Lower is faster. Test runs 1-3 done with the XML insert first; tests 4-6 done with the TVP insert first. Testing was done with SQL Server 2008 Developer Edition SP2 (10.0.4311.0).
So the answer is that the Table-valued parameter is clearly faster when you start getting into several hundred inserts in one call, but using a TVP does not appear to provide an advantage to using an XML parameter below 100 rows, at least with the way that I've implemented this. I would hesitate to say that the XML is "faster" below 100 rows to insert - the difference is so slight (under 2 ms per call) that it could be due to the implementation details in my test program and not SQL Server-related.
Pros and Cons
One of the advantages of using a TVP is that you can create a primary key and zero or more other unique indexes on it - this might help with performance when implementing "Upsert" or MERGE patterns. XML data doesn't come in with indexes applied, so it could definitely be slower for scenarios that involve a join (not tested in this blog post). It seems that if the count of rows you need to insert per call is fairly large and performance is your only consideration, using a TVP could be a good choice.

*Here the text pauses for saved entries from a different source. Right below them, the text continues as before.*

PR #296, opened 2019-03-28
Update gsElasticity submodule

Shamanskiy:
Set gismo to track the latest version of gsElasticity.

Can we also make gsElasticity public now? It is ready


filiatra:
Does it contain everything from unsupported ?
In that case, shall we first remove the old files ?
Then we can proceed towards making public ..

Shamanskiy:
I have already removed gsElasticity from the unsupported submodule.

filiatra:
ok that's great, I wll have a last look at gsElasticity and then make it public

PR #297, opened 2019-03-29
Dim t

codewerfer:
Introduced `dim_t` as type for dimension.

`dim_t` is set in `gsConfig.h.in` (*for testing purpose it is **short** now, will be set to **int** before merge*)

related Pull request will exist in unsupported and motor.


codewerfer:
missing: https://github.com/gismo/gismo/compare/3cd059bfefb58901c59976babcb927f087fb7f01...stable

codewerfer:
OK, THX
Will first merge the 3 subprojects and update them back into this one.

PR #606, opened 2023-04-24
Unify indices of Dirichlet strategy in gsExprAssembler and gsAssembler

felixfeliz:
Currently, in the options of `gsExprAssembler` the value of `DirichletStrategy` corresponding to elimination of the dofs is `1`, while `gsAssembler` uses the values defined in `dirichlet` and therefore expects `dirichlet::elimination=11` for elimination.
This change uses `dirichlet::elimination` instead of `1` also in gsExprAssembler, in order to unify the two usages.
I searched the stable branch for all instances of DirichletStrategy and the old value 1 was not used anywhere except for the default options of `gsExprAssembler` and the poisson2 example. 

HOWEVER, this change would break people's private code in a way that is hard to debug if they explicitly set DirichletStrategy to be 1 instead of using the default options (It took me quite a while to understand this problem in my code). So I am not 100% sure how to proceed.

-----

### DIFF
--- a/filedata/pde/poisson2d_bvp.xml
+++ b/filedata/pde/poisson2d_bvp.xml
@@ -43,7 +43,7 @@
 
   <!-- Assembler options -->
  <OptionList id="4">
-  <int label="DirichletStrategy" desc="Strategy related to enforcement of Dirichlet DoF values [0ignore, 1:eliminate, 2:..]" value="1"/>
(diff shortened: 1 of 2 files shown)


filiatra (approved):
The "1" was introduced very recently, and it does create problems with the existing coding.
So I also think it is better to revert to existing coding, since less (private) code needs to be updated..

PR #625, opened 2023-07-05
Arbitrary Level Hierarchical Splines

hverhelst:
Improves the support of the `gsHTensorBasis<d,T>::addLevel`. The code can be tested with the new `gsHTensorBasis<d,T>::testPartitionOfUnity`

request:
-----


src/gsMSplines/gsMappedBasis.hpp
```diff
@@ -82,36 +82,36 @@ void gsMappedBasis<d,T>::addLocalIndicesOfPatchSide(const patchSide& ps,index_t
...
-        patchSide firstPs = iter->first();
-        addLocalIndicesOfPatchSide(firstPs,offset,locals);
-        patchSide secondPs = iter->second();
-        addLocalIndicesOfPatchSide(secondPs,offset,locals);
-    }
-    sort( locals.begin(), locals.end() );
-    locals.erase( unique( locals.begin(), locals.end() ), locals.end() );
-    m_mapper->sourceToTarget(locals,indices);
-}
+// template<short_t d,class T>
```
filiatra: why where these commented? please add a short comment

filiatra (approved):

src/gsMSplines/gsMappedBasis.hpp
hverhelst: Good question. I think I had the hypothesis that they were wrong. Now I uncommented them back and the code still works. Though, I added a comment that when used, they should be checked more carefully.

PR #630, opened 2023-07-26
Added a MinRes-QLP implementation

jarlesog:
An implementation of the MinRes-QLP method

I used both the matlab code and petsc code in my implementation.
It works and seems to be more stable then normal minres
example run:
./bin/linearSolvers_example -n 5000

There are still some possible extensions to do (written as todo's in the comments) like:
1) Create accessors for values of interest, like, Arnorm, xnorm etc.
2) Add the same flaging system the matlab code uses
3) Merge the minres and minresQLP code like petsc and matlab has

But for now the code is operational and the extensions are not needed to solve a linear system,
they just provide additional functionality.

-----

### DIFF
--- a/examples/linearSolvers_example.cpp
+++ b/examples/linearSolvers_example.cpp
@@ -15,7 +15,7 @@
 
 #include <iostream>
 #include <gismo.h>
-
+#include <gsSolver/gsMinResQLP.h>
 
 using namespace gismo;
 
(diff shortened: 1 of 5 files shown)


examples/linearSolvers_example.cpp
```diff
@@ -15,7 +15,7 @@
 
 #include <iostream>
 #include <gismo.h>
-
+#include <gsSolver/gsMinResQLP.h>
```
filiatra: please add the include in the file src/gismo.h instead.

filiatra (changes requested):

examples/linearSolvers_example.cpp
jarlesog: Done

filiatra (approved):

PR #236, opened 2018-10-14
Add binary format for XML i/O

filiatra:
NEW: base64 data encoding for XML I/O

PR #634, opened 2023-08-31
Base64 I/O for Paraview and XML

jzwar:
# Motivation
Although I was aware of the gismo-PR #236, I saw that there has not been an update since 2018 and it also relies on an external library. Further, it only acted on the XML-files without support for Paraview exports.

The need to redo the implementation of this feature originated as we had fields with very small magnitudes, which is very tedious with fixed-point string conversion.

# Implementation
The implementation is based on [this](https://github.com/tataratat/bezman/blob/main/src/utils/base64.hpp), which I implemented as an interface to @j042's python library [splinepy](github.com/tatatarat/splinepy). It relied on `c++17` features, so adaptations were required, and further overloads for `gsMatrix` were added. The `ToVTK`-function was updated accordingly.

## Details
- [x] Moved functions related to `GoTools` into a separate file, although it seems to be used nowhere (?)
- [x] Added a new class of static functions only for base64 encoding and decoding
- [x] Added `base64` option to Paraview collection and added argument to `toVTK`
- [x] Updated some variable names to make code clearer, formatted modified sections 
- [x] XML I/O

# Complementary
I would add the following, should there be a demand for it:
- [x] Support KnotVectors in XML input
- [ ] Tests for De/Encoding (they already exist, but I did not know where to put them)


mmoelle1:
I think that adding base64 support for the knot vectors would be very good. We are planning to implement something similar to the `Geometry` tag to write solutions as native spline objects in XML. These solutions will often have many coefficients and hence benefit largely from base64 support.

jzwar:
> I think that adding base64 support for the knot vectors would be very good. We are planning to implement something similar to the `Geometry` tag to write solutions as native spline objects in XML. These solutions will often have many coefficients and hence benefit largely from base64 support.

Done and rebased

filiatra:
Very usefull !
Tests can go in a new file inside /unittests
Please set in cmake GISMO_BUILD_UNITTESTS=ON
to be able to compile (make unitttestss) and run (./bin/unittests) the unittests.

jzwar:
@filiatra As discussed, I looked into the structure date is currently written to file. Adding a flag to gsFileData will not be sufficient. Streaming a file into `gsFileData` calls the `put` function, which is non-member. So, as far as I can see, no trivial way to add format flags to the output of the children without changing the layout of every put function.

filiatra:
OK then let's go on with this one as it is and let the writing for later.

src/gsIO/gsXml.hpp
```diff
@@ -66,24 +67,36 @@ char * makeValue(const gsMatrix<T> & value, gsXmlTree & data,
...
+template <class T>
+void getMatrixFromXml(gsXmlNode* node, unsigned const& rows,
+                      unsigned const& cols, gsMatrix<T>& result,
+                      const std::string& base_type_flag) {
+    // Make sure that flag is in lower case for comparisons
+    std::string base_type_flag_;
+    base_type_flag_.reserve(base_type_flag.size());
+    std::transform(base_type_flag.cbegin(), base_type_flag.cend(),
+                   std::back_inserter(base_type_flag_),
+                   [](unsigned char c) { return std::tolower(c); });
```
filiatra, line 79: Please use "::tolower" instead of "std::tolower" because some windows compiles like it better.

src/gsNurbs/gsKnotVector.hpp
```diff
@@ -65,12 +68,21 @@ class gsXml< gsKnotVector<T> >
...
-        str.str( node->value() );
-        for (T knot; gsGetReal(str, knot);)
-            knotValues.push_back(knot);
-
+        // Read knots from list
+        gsXmlAttribute* format = node->first_attribute("format");
+        std::string format_flag = format ? format->value() : "ascii";
+        std::transform(format_flag.cbegin(), format_flag.cend(),
+                       format_flag.begin(),
+                       [](unsigned char c) { return std::tolower(c); });
```
filiatra, line 76: Please use "::tolower" instead of "std::tolower" because some windows compiles like it better.

filiatra (changes requested):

In my opinion, using XML is more flexible than using a TVP approach because you aren't required to maintain types inside the database along with the stored procedures and other code. Using an XML parameter also requires somewhat less code in the persistence layer to implement (and practically none if the XML serialization logic lives in the business layer). Lastly, XML serialization code is reusable in other scenarios (serializing an object as XML to disk, to a log, or in unit tests, for example), whereas the persistence code for a TVP is only useful for passing whole objects to SQL Server.
Wrap-up
Even in the largest scenario tested, the insert work averaged 24ms to insert 500 rows of data via the XML parameter versus 14.2ms for the TVP. This type of difference isn't perceptible to a user, though clearly it could add up for a large application with many users calling this code frequently. However, either approach compares very favorably to the average 719ms to complete a 500 row insert measured in my previous post using the non-optimized 1x1 insert method implemented by many ORMs.
As always, the best choice depends on the requirements for your application. Either of the two methods tested XML or a TVP are strong candidates for inserting many rows very fast from your .NET application, and each holds some advantages over the other.
I greatly enjoyed hearing the feedback to the prior blog post; I'd love to hear your thoughts on this additional article!